Roger, Tim, Vackar,
Hi, providing runtime API functionality to inspect the both JPA
annotation API and the XML mapping API is very useful functionality
that I find particularly interesting. There is work in the JPA 2.0
specification that exposes non-native JPA annotations via the Metamodel
or Criteria API.
For details on this work, you may take a look at JSR-317 (JPA 2.0)
where an implementation of this API is in development by this team.
See the upcoming PFD of the specification to be released at
http://jcp.org/aboutJava/communityprocess/edr/jsr317/index.html
Also, I just talked with Chris about this issue and we should be
able to use native EclipseLink API to access the DatabaseField just
like we do when leveraging the metadata API for metamodel processing.
Roger wrote:
On Monday 28 September 2009 16:26:00 Tim Hollosy wrote:
You need to use reflection, there is no built in "JPA Annotation
Reflection Helper" provided by eclipselink, I asked once in an
eclipselink chat and everyone thought I was nuts, but good to see I'm
not the only one looking for something like that.
An API like you mention is being released with EclipseLink 2.0.
See the RI for EJB 3.1/JPA 2.0 where the Metamodel API exposes the
entity annotation API and the XML mapping API as one
unified "metadata" type-safe API - this model is used both by the
canonical processor to dynamically generate metamodel classes from
source at design time, and by the Criteria API used to query the
metamodel at runtime.
All of these tools are available on the EclipseLink 2.0 trunk and will
be released as part of the RI for EJB 3.1/JPA 2.0.

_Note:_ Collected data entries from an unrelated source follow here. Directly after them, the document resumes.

PR #1076, opened 2024-06-09
Support Early Exit Loss and/or Layer Dropout

mostafaelhoushi:
#### Context
- [X] add a new feature

Implements early exit loss and/pr layer dropout to reproduce experiments in various papers like [LayerSkip](https://arxiv.org/abs/2404.16710), [LITE](https://arxiv.org/abs/2310.18581), [LayerDrop](https://arxiv.org/abs/1909.11556), and [Progressive Layer Dropping](https://arxiv.org/abs/2010.13369).

#### Usage
Download Llama2 7B model:
```
tune download meta-llama/Llama-2-7b-hf --output-dir /tmp/Llama-2-7b-hf --hf-token <HF_TOKEN>
```

To reproduce experiments of various papers that use early exit loss and/or layer dropout:
- [LayerSkip](https://arxiv.org/abs/2404.16710) on TOPv2:
```
tune run --nnodes 1 --nproc_per_node 4 dev/early_exit_finetune_distributed --config recipes/dev/7B_full_early_exit.yaml early_exit_loss.scale=1.0 early_exit_loss.curriculum=torchtune.modules.early_exit_loss.GradualEarlyExitCurriculum early_exit_loss.scale_fn=torchtune.modules.early_exit_loss.linear_l_loss_scale layer_dropout.prob=0.2 layer_dropout.scale=exp
```
- [LITE](https://arxiv.org/abs/2310.18581):
```
tune run --nnodes 1 --nproc_per_node 4 dev/early_exit_finetune_distributed --config recipes/dev/7B_full_early_exit.yaml layer_dropout=null early_exit_loss.layers=8,12,16,20,24,28 early_exit_loss.scale_fn=torchtune.modules.early_exit_loss.uniform_loss_scale early_exit_loss.curriculum=null epochs=5
```

- [LayerDrop](https://arxiv.org/abs/1909.11556):
```
tune run --nnodes 1 --nproc_per_node 4 dev/early_exit_finetune_distributed --config recipes/dev/7B_full_early_exit.yaml early_exit_loss=null layer_dropout.prob=0.2 layer_dropout.layers=1::2
```

- [Progressive Layer Dropping](https://arxiv.org/abs/2010.13369) (The paper also implements a curriculum for layer drop probability which is not yet implemented.):
```
tune run --nnodes 1 --nproc_per_node 4 dev/early_exit_finetune_distributed --config recipes/dev/7B_full_early_exit.yaml early_exit_loss=null layer_dropout.prob=0.5 layer_dropout.scale=exp
```

#### Changelog
- Modified `TransformerDecoder` by refactoring the operations that happen after running all transformer layers that transform last hidden state to a probability vector across all tokens into a separate `unembed()` function. This was needed to re-use `unembed()` to obtain predictions at intermediate layers, and hence calculate losses at intermediate layers.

http://wiki.eclipse.org/EclipseLink/Development/JPA_2.0
In answer to the @Column length annotation field - i think this would
be a very good extension of the API once the specification has been
finalized.
The granularity of the JPA Metamodel may not capture all available JPA
annotation details.
We could add more annotation details on the elementType field of the
JPA 2.0 Attribute - but outside of the JPA specification, more details
are available via the mapping or descriptor.
computersAttribute SetAttributeImpl<X,V> (id=194)
elementType EntityTypeImpl<X> (id=121)
javaClass Class<T>
(org.eclipse.persistence.testing.models.jpa.metamodel.Computer)
(id=80)
managedType EntityTypeImpl<X> (id=131)
javaClass Class<T>
(org.eclipse.persistence.testing.models.jpa.metamodel.Manufacturer)
(id=88)
mapping OneToManyMapping (id=203)
We welcome any suggestions on extending the JPA 2.0 API implementation.
I will add extended annotation access to the design page at
http://wiki.eclipse.org/EclipseLink/Development/JPA_2.0/metamodel_api
RogerV <roger.varley@xxxxxxxxxxxxxx> 28/09/2009 14:16 >>>
Is there a way of retrieving annotation data from an entity? Specifically I'm
using the @Column(length=) annotation in a Struts 2 web app. It would be
useful if I could read this data and use it to validate the incoming field
length and to use it on the result to set the width of the input field.
thank you
michael
The only reason that I think why people would think you mad for what, to me,
seems a perfectly reasonable idea, is that people have been there, done that
and it has been shown to be A Bad Idea(Tm). I'd be interested in comments
before I attempt to go down this route.
I'm talking specifically about using entities in a web-app where I need to
validate the length of fields returned before trying to insert/update the
database. I'd also like to make the column length available to the web
framework (in this instance Struts 2) so I can set the size of the
input/display elements to match their definition where appropriate.